• Work to be completed:
Repeat every line that appears below, with nothing altered.

------------------------------------------------

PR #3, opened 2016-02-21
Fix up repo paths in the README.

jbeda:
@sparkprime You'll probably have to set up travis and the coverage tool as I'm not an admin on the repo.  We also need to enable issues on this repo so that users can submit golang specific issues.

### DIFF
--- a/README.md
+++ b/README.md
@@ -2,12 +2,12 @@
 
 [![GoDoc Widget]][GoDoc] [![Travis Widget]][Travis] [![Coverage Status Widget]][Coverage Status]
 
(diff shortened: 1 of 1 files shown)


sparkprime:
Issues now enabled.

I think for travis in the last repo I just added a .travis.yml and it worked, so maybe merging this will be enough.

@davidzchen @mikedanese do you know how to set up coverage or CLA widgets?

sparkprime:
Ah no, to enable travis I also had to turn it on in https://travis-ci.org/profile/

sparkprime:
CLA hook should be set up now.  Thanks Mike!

------------------------------------------------

• Answer to this exercise:
PR #3, opened 2016-02-21
Fix up repo paths in the README.

jbeda:
@sparkprime You'll probably have to set up travis and the coverage tool as I'm not an admin on the repo.  We also need to enable issues on this repo so that users can submit golang specific issues.

### DIFF
--- a/README.md
+++ b/README.md
@@ -2,12 +2,12 @@
 
 [![GoDoc Widget]][GoDoc] [![Travis Widget]][Travis] [![Coverage Status Widget]][Coverage Status]
 
(diff shortened: 1 of 1 files shown)


sparkprime:
Issues now enabled.

I think for travis in the last repo I just added a .travis.yml and it worked, so maybe merging this will be enough.

@davidzchen @mikedanese do you know how to set up coverage or CLA widgets?

sparkprime:
Ah no, to enable travis I also had to turn it on in https://travis-ci.org/profile/

sparkprime:
CLA hook should be set up now.  Thanks Mike!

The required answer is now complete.